My input texture is fully dynamic, re-rendered each frame. Three questions:

  • Basically to improve performance, I need to reduce the resolution, simple as that?
  • How can I measure how much time each buffer takes, because when I measure the time between one FBO switch and another I always get 0ms, where as the whole frame gets quite some ms. Is everything batched towards the end of the frame by the driver or what? Can I “flush” somehow?
  • How would I use discard frame buffer in this case? F.e. the rendered input texture is of no longer use when I’ve rendered the three outputs. If I do not discard this will the GPU do some copy? Can I get some performance back by discarding here?
Kind regards, Andreas

Not sure if my follow up questions got hidden from you since I accidentally checked “answered” after posting the follow ups…


JackAsser said:

  • Basically to improve performance, I need to reduce the resolution, simple as that?



  • Reducing the resolution should help. As your texture is fully dynamic, the overhead of uploading new texture data every frame may also be impacting performance. Figuring out the best way to reduce this overhead is a big discussion by itself. It would be best to start a new topic for this.


    JackAsser said:

  • How can I measure how much time each buffer takes, because when I measure the time between one FBO switch and another I always get 0ms, where as the whole frame gets quite some ms. Is everything batched towards the end of the frame by the driver or what? Can I "flush" somehow??



  • Taking timestamps in an application to measure GPU performance is tricky for a number of reasons. This includes the fact that the driver doesn't have to immediately submit to work to the GPU when you pass the data to GL and also that PowerVR GPUs keep multiple frames in flight at any given time (vertex and fragment processing work from different frames is processed in parallel).

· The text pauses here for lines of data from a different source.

PR #3472, opened 2022-12-02
Remove head requests that were not necessary

marccampbell:

Remove the HEAD requests on app update checks. It doesn't return anything, and the API has the same results.

This also removed the not implemented helm, git, http upstream types.

```release-note
none
```

none


divolgin (approved):
👍

pkg/replicatedapp/api.go
```diff
@@ -165,29 +165,3 @@ func getApplicationMetadataFromHost(host string, endpoint string, upstream *url.
...
-		return errors.Wrap(err, "failed to execute head request")
-	}
-	defer headResp.Body.Close()
-
-	if headResp.StatusCode == 401 {
-		return errors.New("license was not accepted")
-	}
-
-	if headResp.StatusCode == 403 {
-		return util.ActionableError{Message: "License is expired"}
```
divolgin, line 185: `ActionableError` here is important.  The GET function should have this behavior.

marccampbell: Just confirmed it's still there.

sgalsaleh (approved):

PR #6031, opened 2026-08-19
fix(supportbundle): move support bundle sub-specs to secrets and clean up legacy configmaps

xavpaice:
## Summary

Moves the rendered support bundle sub-specs from ConfigMaps to Secrets so they are no longer collected by the default support bundle clusterResources/configMap collector.

## Changes

- `pkg/supportbundle/spec.go`: removed `createSupportBundleSpecConfigMap`; `CreateRenderedSpec` now creates the vendor, cluster-specific, and default sub-specs as Secrets using the existing `createSupportBundleSpecSecret`.
- `pkg/supportbundle/spec.go`: added per-app cleanup that deletes the three legacy ConfigMaps after the new Secrets are created.
- `pkg/supportbundle/migrate.go`: added `CleanupLegacySpecConfigMaps`, a startup migration that deletes any remaining legacy ConfigMaps matching `kotsadm-.*-supportbundle-(vendor|cluster-specific|default)`.
- `pkg/apiserver/server.go`: wired the startup migration into `Start()` so it runs automatically on every admin-console upgrade.
- `pkg/supportbundle/migrate_test.go`: added unit test for the migration.

## Related

- [sc-139178](https://app.shortcut.com/replicated/story/139178)

### DIFF
--- a/pkg/apiserver/server.go
+++ b/pkg/apiserver/server.go
@@ -91,6 +91,11 @@ func Start(params *APIServerParams) {
 		log.Println("error getting k8s clientset")
 		panic(err)
 	}
+
+	if err := supportbundle.CleanupLegacySpecConfigMaps(context.TODO(), k8sClientset, util.PodNamespace); err != nil {
+		log.Println("Failed to clean up legacy support bundle spec configmaps: ", err)
+	}
+
 	op := operator.Init(operatorClient, kotsStore, params.AutocreateClusterToken, k8sClientset)
 	if err := op.Start(); err != nil {
 		log.Println("error starting the operator")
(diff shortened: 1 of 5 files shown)


pkg/apiserver/server.go
```diff
@@ -91,6 +91,11 @@ func Start(params *APIServerParams) {
 		log.Println("error getting k8s clientset")
 		panic(err)
 	}
+
+	if err := supportbundle.CleanupLegacySpecConfigMaps(context.TODO(), k8sClientset, util.PodNamespace); err != nil {
```
kriscoleman, line 95: smart

kriscoleman (approved):
great improvement to cover a real issue

PR #6044, opened 2026-09-03
Faster image-push command

divolgin:

This makes the `kots admin-console push-images` command run faster:

1. Initial bundle scan needed to create progress page in UI is skipped when CLI is used
2. Images are extracted and pushed in parallel instead of sequential "extract" -> "push" chain of steps.
3. The final scan of the bundle that looks for Embedded Cluster images is terminated early if there are no Embedded Cluster resources in the bundle.
4. But if there are Embedded Cluster images, they are processed in parallel with application images.

Testing with a 160GB airgap bundle, timing before:

```
$ time kots admin-console push-images ./67.airgap 34.133.154.238:5000
...
real	142m48.808s
user	187m47.327s
sys	22m15.314s
```

with gzip and sequential image push

```
$ time kots admin-console push-images ./67.airgap 34.133.154.238:5000
...
real	50m10.771s
user	109m0.847s
sys	14m39.375s
```

with pgzip and podman's `ConcurrentBlobCopiesSemaphore`

```
$ time kots admin-console push-images ./67.airgap 34.133.154.238:5000
...
real	37m24.219s
user	106m45.268s
sys	15m20.171s
```

 New features:
 ```release-notes-features
 
 ```
 Bug fixes:
 ```release-notes-fixes
 
 ```
 Improvements:
 ```release-notes-improvements
 Improves the speed of the `kots admin-console push-images` command
 ```

### DIFF
--- a/pkg/image/airgap.go
+++ b/pkg/image/airgap.go
@@ -14,12 +14,12 @@ import (
 	"path"
 	"path/filepath"
 	"strings"
+	"sync"
 	"time"
 
 	"github.com/distribution/reference"
 	imagespecsv1 "github.com/opencontainers/image-spec/specs-go/v1"
 	"github.com/pkg/errors"
-	"github.com/replicatedhq/kots/pkg/archives"
 	"github.com/replicatedhq/kots/pkg/archiveutil"
 	dockerarchive "github.com/replicatedhq/kots/pkg/docker/archive"
 	dockerregistry "github.com/replicatedhq/kots/pkg/docker/registry"
@@ -32,6 +32,7 @@ import (
 	"github.com/replicatedhq/kots/pkg/util"
 	kotsv1beta1 "github.com/replicatedhq/kotskinds/apis/kots/v1beta1"
 	"go.podman.io/image/v5/transports/alltransports"
+	"golang.org/x/sync/errgroup"
 	oras "oras.land/oras-go/v2"
 	orasfile "oras.land/oras-go/v2/content/file"
 	orasremote "oras.land/oras-go/v2/registry/remote"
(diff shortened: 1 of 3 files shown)


pkg/image/airgap.go
```diff
@@ -629,9 +670,23 @@ func PushImagesFromDockerArchiveBundle(airgapBundle string, options imagetypes.P
 				SkipExistingImages: options.SkipExistingImages,
 			},
 		}
-		if err := pushImage(pushImageOpts); err != nil {
-			return errors.Wrapf(err, "failed to push image %s", imagePath)
-		}
+		pushGroup.Go(func() error {
+			defer os.Remove(tmpFileName)
+			pushMutex.Lock()
+			defer pushMutex.Unlock()
```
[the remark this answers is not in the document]
divolgin: this is correct, but look at the code that was removed.  it extracted all files to temp directory. so this is an improvement and also intentional.

pkg/image/airgap.go
```diff
@@ -629,9 +670,23 @@ func PushImagesFromDockerArchiveBundle(airgapBundle string, options imagetypes.P
 				SkipExistingImages: options.SkipExistingImages,
 			},
 		}
-		if err := pushImage(pushImageOpts); err != nil {
-			return errors.Wrapf(err, "failed to push image %s", imagePath)
-		}
+		pushGroup.Go(func() error {
+			defer os.Remove(tmpFileName)
+			pushMutex.Lock()
```
sgalsaleh: wouldn't this defeat the purpose of using a pushGroup to parallalize? the mutex would make this run serially, no?

divolgin: > defeat the purpose

it does not defeat the purpose. each layer is being pushed in parallel.

the risk of pushing all images in parallel is saturating CPU and network.  parallelism is controlled automatically by podman

sgalsaleh: we have pattern elsewhere that sets a concurrency limit if we want to run N pushes in parallel without making unbounded: https://github.com/replicatedhq/kots/blob/73f89f5b80d5478e00bde5bf83d2f6749e41ea04/pkg/image/online.go#L82-L83

sgalsaleh: ah i see. this push is for a single image, but the image layers get pushed in parallel? then why do we need a goroutine and a mutex here?

pkg/image/airgap.go
```diff
@@ -183,9 +163,42 @@ func TagAndPushImagesFromBundle(airgapBundle string, options imagetypes.PushImag
 		VersionLabel: airgap.Spec.VersionLabel,
 		HTTPClient:   &http.Client{Transport: orasretry.NewTransport(transport)},
 	}
-	err = PushEmbeddedClusterArtifacts(airgapBundle, airgap.Spec.EmbeddedClusterArtifacts, pushEmbeddedArtifactsOpts)
-	if err != nil {
-		return errors.Wrap(err, "failed to push embedded cluster artifacts")
+
+	var group errgroup.Group
+	group.Go(func() error {
+		if err := PushEmbeddedClusterArtifacts(airgapBundle, airgap.Spec.EmbeddedClusterArtifacts, pushEmbeddedArtifactsOpts); err != nil {
```
sgalsaleh, line 172: note: pushing EC artifacts in parallel means both the app and EC bundles would be extracted to disk at the same time. pushing in parallel reduces time but increases disk usage. not a blocker, just something i wanted to call out.

pkg/image/airgap.go
sgalsaleh: also, what if we're pushing single-layer images? a future improvement might be to cap number of images we push based on the number of layers in them.

pkg/image/airgap.go
divolgin: indeed. though the size of EC images is bounded and independent of application.

sgalsaleh (approved):

PR #193, opened 2016-02-03
Tickets/DM-4931: Use Apple CommonCrypto rather than OpenSSL

timj:
These patches switch the digest creation code from OpenSSL to Apple CommonCrypto on Apple systems. The changes to `StringHash.cc` do not seem to be optimal so I would welcome advice on how to get this to work with the templating rather than writing a forwarding function. The issue is that the API for the Apple versions of `MD5` and `SHA256` seem to have a slightly different signature to the OpenSSL variants.

### DIFF
--- a/core/modules/proto/TaskMsgDigest.cc
+++ b/core/modules/proto/TaskMsgDigest.cc
@@ -27,6 +27,10 @@
 // System headers
 #ifdef __SUNPRO_CC
 #include <sys/md5.h>
+#elif __APPLE__
+#define COMMON_DIGEST_FOR_OPENSSL
+#include <CommonCrypto/CommonDigest.h>
+#define MD5 CC_MD5
 #else // Linux?
 #include <openssl/md5.h>
 #endif
--- a/core/modules/util/StringHash.cc
+++ b/core/modules/util/StringHash.cc
@@ -33,38 +33,33 @@
 #ifdef __APPLE__
 #define COMMON_DIGEST_FOR_OPENSSL
 #include <CommonCrypto/CommonDigest.h>
-
-// On OS X MD5() is CC_MD5() the size argument CC_LONG is a uint32_t
-// and the data argument is a const void *.
-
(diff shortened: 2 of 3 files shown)


core/modules/proto/TaskMsgDigest.cc
```diff
@@ -27,6 +27,10 @@
 // System headers
 #ifdef __SUNPRO_CC
 #include <sys/md5.h>
+#elif __APPLE__
+#define COMMON_DIGEST_FOR_OPENSSL
+#include <CommonCrypto/CommonDigest.h>
+#define MD5 CC_MD5
```
fritzm: Is this #define wanted/needed?  It looks like you define "MD5" as a non-macro below?

timj: Where? Apple do not define `MD5()` so I have to alias it here.

fritzm: Line 44 of StringHash.cc below?  I will pull the branch and look more closely so I can see what's going on...

timj: Right, but this is a different file that also uses `MD5()`.

fritzm: ah, yes

fritzm:
Tim -- I pushed some minor suggested cleanup to StringHash.cc:

* would like to avoid mixing code into our #include section, so moved it down to the anon namespace
* make the explicit static casts on calling the common crypto functions explicit, so they're easier to notice
* minor formatting changes throughout for consistency with current qserv style

I can't build this right now on my El Cap (blowing up in base package right now for some reason), so if you agree to these changes please check it in your build env. to make sure I didn't mess anything up?

Thanks!

fritzm:
Oh, and I'm not concerned about the single-line forwarding functions -- the extra dispatch will be swamped in comparison to the digest functions being called, and will probably be optimized away anyway.

PR #194, opened 2016-02-04
Remove dependency on MySQLdb module (DM-3949)

andy-slac:
Updated wmgr code to use sqlalchemy instead of MySQLdb module.

Same is done for tests/MySqlUdf.py, plus updated that test script for
most recent scisql function names and signatures.

core/examples/obsolete/loader.py still has an import for MySQLdb, we
keep that obsolete script just in case someone wants to look at it but
we do not use it anywhere.

Note that I did not remove mysqlpython from ups table file as we still
depend on MySQLdb as a driver for sqlalchemy. We may switch to some
other driver in the future, then we can replace this dependency.

### DIFF
--- a/core/modules/wmgr/python/config.py
+++ b/core/modules/wmgr/python/config.py
@@ -38,7 +38,6 @@ import tempfile
 from .errors import ExceptionResponse
 from lsst.db.engineFactory import getEngineFromArgs
 from lsst.qserv import css
-import MySQLdb as sql
 
 #----------------------------------
 # Local non-exported definitions --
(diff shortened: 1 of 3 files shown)


core/modules/wmgr/python/config.py
```diff
@@ -122,21 +121,16 @@ def privDbEngine(self):
...
         if self.proxyPort: kwargs['port'] = self.proxyPort
-        if self.proxyUser: kwargs['user'] = self.proxyUser
+        if self.proxyUser: kwargs['username'] = self.proxyUser
         _log.debug('creating new connection %s', kwargs)
-        if self.proxyPasswd: kwargs['passwd'] = self.proxyPasswd
-        conn = sql.connect(**kwargs)
-        return conn
+        if self.proxyPasswd: kwargs['password'] = self.proxyPasswd
+        inst = getEngineFromArgs(**kwargs)
+        return inst
```
jbecla: why not just "return getEngineFromArgs(**kwargs);"?

I wonder if we should mention in the logging something about "password hidden". I can imagine the current version might lead to confusion if someone is debugging connection related issue.

andy-slac: I'll add "(password not shown)" to the message and remove intermediate "inst" variable.

PR #195, opened 2016-02-04
Tickets/DM-5030: Allow Qserv tests to pass on OS X El Capitan

timj:
Minimum patch required to get Qserv to finally build on OS X El Capitan.

The `build/` directory in path was the only wrinkle. In theory we could make more extensive changes to how libraries and binaries are built with `@rpath` support but this seemed like a quick way to get things to work. I'm not sure if I can get the value of `build_dir` from the Scons environment rather than hard-coding it in as `build`.

### DIFF
--- a/site_scons/site_tools/unittest.py
+++ b/site_scons/site_tools/unittest.py
@@ -40,10 +40,12 @@ Example which also checks unit test results:
 """
 
 import os
+import platform
 import shutil
 
 from SCons.Builder import Builder
 from SCons.Errors import StopError
+from SCons.Platform import platform_default
 
 
 class _unitTest(object):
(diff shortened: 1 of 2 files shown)


site_scons/site_tools/unittest.py
```diff
@@ -61,9 +63,30 @@ def __call__(self, target, source, env):
...
+            release_str = platform.release()
+            release_major = int(release_str.split('.')[0])
+            if release_major >= 15:
+                if "LSST_LIBRARY_PATH" in os.environ:
+                    os.environ["DYLD_LIBRARY_PATH"] = os.environ["LSST_LIBRARY_PATH"]
+
+            # We need to tell the tests where the uninstalled Qserv libraries
+            # are located because rpaths aren't (yet?) handled properly
+            # when the libraries and binaries are built on OS X.
+            os.environ["DYLD_LIBRARY_PATH"] = "build/:" + os.environ["DYLD_LIBRARY_PATH"]
```
andy-slac: Do you need to change environment DYLD_LIBRARY_PATH? If it's for `libpathstr` then local variable should be enough. 

I'd replace hard-coded `build` with the value from SCons env:

    os.environ["DYLD_LIBRARY_PATH"] = env['build_dir'] + ":" + os.environ["DYLD_LIBRARY_PATH"]

andy-slac: Also this code will be executed multiple times (once per unit test) so it will extend DYLD_LIBRARY_PATH in the environment every time in case the above `if` does not reset it.

timj:
Thanks for the hints. Patch updated.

    The best way to force a render is to call glReadPixels() (1x1 region will do). As this is a blocking operation, it's best to collect a time stamp, render the frame you want to profile a large number of times(e.g. 2000 or more frames), call glReadPixels() in the last frame before the swap and collect a second time stamp after it returns. Dividing the elapsed time by the number of rendered frames will give an accurate average frame-time (as the frame you're rendering is static, i.e. the number of triangles and blended fragments doesn't change).


    JackAsser said:

  • How would I use discard frame buffer in this case? F.e. the rendered input texture is of no longer use when I've rendered the three outputs. If I do not discard this will the GPU do some copy? Can I get some performance back by discarding here?



  • The discard framebuffer extension tells the driver that the contents of specified buffers do not need to be preserved. This allows you to prevent the GPU from wasting memory bandwidth by redundantly writing out the redundant buffer data to memory.